Sooner or later, they go their separate ways.
If you want power, at some point, you will have to spread fictions.
If you want to know the truth about the world, at some point, you'll have to renounce power.
That doesn't sound correct.
It doesn't sound correct.
Like, again, just say something useful.
Do you feel how fucking annoyed you want to?
I'm here like, Mike, get to the fucking point.
Just, just, just, just every single thing that he writes, it feels like he just sat down and started writing.
He didn't even like open a browser window.
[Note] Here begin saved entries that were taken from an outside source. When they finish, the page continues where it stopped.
PR #1879, opened 2022-05-19
[app_dart] branch creation: catch exceptions and provide better logging

XilaiZhang:
context: https://github.com/flutter/flutter/issues/103996.

This commit adds more catch blocks to potentially catch previously foreseeable exceptions, and prints more logging information in appengine for better analysis.

Tried to fix the issue and investigated appengine logs multiple times with different queries but the logs are all legit. Also created different tests for different json webhook responses and tested locally, and the tests all passed. Couldn't dig out valuable information from current setup. Decided to add more catch blocks and loggings to help diagnose the issue.


keyonghan (approved):
LGTM

CaseyHillers (approved):

PR #947, opened 2017-08-19
travis: parallize builds

miekg:


miekg:
This gives 8 parallel test jobs, 4 for each Go version.

miekg:
As discussed in the bug the coverage is where the time is spend

PR #953, opened 2017-08-19
Disable Travis cache

yongtang:
It looks like the cached path  `$GOPATH/src`  overlaps with the source path of `$GOPATH/src/github.com/coredns/coredns`.

Disable the cache for now.

May enable cache in the future if we could exclude `$GOPATH/src/github.com/coredns/coredns` from `$GOPATH/src`.


miekg:
Ack. This was just some experiment.

Issue #945, opened 2017-08-19
mw/auto: time in test


miekg:
The auto_test.go has a time.Sleep() in the test making it flaky:
~~~
time.Sleep(1100 * time.Millisecond) // wait for it to be picked up
~~~
This should be reworked/removed.

miekg:
Also sometimes fails with:
~~~
- FAIL: TestReload (2.00s)
	reload_test.go:42: Could not send message: read udp [::1]:49889->[::1]:59288: i/o timeout
~~~

PR #957, opened 2017-08-20
mw/kubernetes: resync to opts

miekg:
* resyncPeriod to opts: Only used to initialize the cache that already has a dnsControlopts, so
remove it from the main kubernetes struct.
* labelSelector to opts: Only used to initialize the cache, put in dnsControlOpts.


miekg:
1 test failed with
~~~
- FAIL: TestReload (2.00s)
	reload_test.go:42: Could not send message: read udp [::1]:49889->[::1]:59288: i/o timeout
~~~
https://github.com/coredns/coredns/issues/945 updated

He's just like, he's just like glancing around the room, like, advertising is fake.
He like, sees a TV.
He's like, TV shows are fake news when do you think about it?
I counted.
We are 4,000 words into this essay.
This is like 15 pages of text.
And I've got a migraine, folks.
I've got a migraine.
I know.
dude.
You framed it as a dream, but I am just like, I feel like I'm watching a kid give a presentation
who obviously did not prepare and is just rambling.
And you're just like, okay.
And just filibustering, dude.
You're just like internally screaming.
Like, come on, man.
Just like, please say something interesting.
We then, after 4,000 words of fucking preamble, right?
He says, all this does not mean that fake news is not a serious problem or that politicians
and priests have a free license to lie through their teeth.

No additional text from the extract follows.